BEGIN

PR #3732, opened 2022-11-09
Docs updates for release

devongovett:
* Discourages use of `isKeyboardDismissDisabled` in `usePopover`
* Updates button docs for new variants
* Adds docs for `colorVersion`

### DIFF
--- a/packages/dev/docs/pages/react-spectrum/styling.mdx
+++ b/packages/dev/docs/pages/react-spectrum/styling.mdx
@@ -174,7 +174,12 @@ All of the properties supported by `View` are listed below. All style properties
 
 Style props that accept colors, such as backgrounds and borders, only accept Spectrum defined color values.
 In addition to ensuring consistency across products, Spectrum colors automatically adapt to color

END
BEGIN

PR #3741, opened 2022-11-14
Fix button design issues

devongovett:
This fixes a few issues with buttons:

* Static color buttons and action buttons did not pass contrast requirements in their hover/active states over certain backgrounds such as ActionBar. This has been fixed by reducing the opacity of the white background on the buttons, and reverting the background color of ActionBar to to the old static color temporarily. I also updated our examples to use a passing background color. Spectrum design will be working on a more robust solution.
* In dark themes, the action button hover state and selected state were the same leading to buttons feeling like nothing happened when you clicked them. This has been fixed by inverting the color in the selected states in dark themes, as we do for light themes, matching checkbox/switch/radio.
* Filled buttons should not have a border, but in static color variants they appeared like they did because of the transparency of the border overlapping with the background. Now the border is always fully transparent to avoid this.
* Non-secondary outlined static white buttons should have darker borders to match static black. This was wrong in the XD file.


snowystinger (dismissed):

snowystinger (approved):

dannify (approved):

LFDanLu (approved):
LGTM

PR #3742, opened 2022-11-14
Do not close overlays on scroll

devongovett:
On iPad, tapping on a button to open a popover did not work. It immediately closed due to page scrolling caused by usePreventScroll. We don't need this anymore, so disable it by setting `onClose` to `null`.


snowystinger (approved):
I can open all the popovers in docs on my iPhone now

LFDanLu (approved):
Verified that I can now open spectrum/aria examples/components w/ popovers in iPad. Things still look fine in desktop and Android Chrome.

END

Return only the part of the records above that opens with the line containing "Do not close overlays on scroll" and closes with the line containing "Verified that I", ends included.

Do not close overlays on scroll

devongovett:
On iPad, tapping on a button to open a popover did not work. It immediately closed due to page scrolling caused by usePreventScroll. We don't need this anymore, so disable it by setting `onClose` to `null`.


snowystinger (approved):
I can open all the popovers in docs on my iPhone now

LFDanLu (approved):
Verified that I can now open spectrum/aria examples/components w/ popovers in iPad. Things still look fine in desktop and Android Chrome.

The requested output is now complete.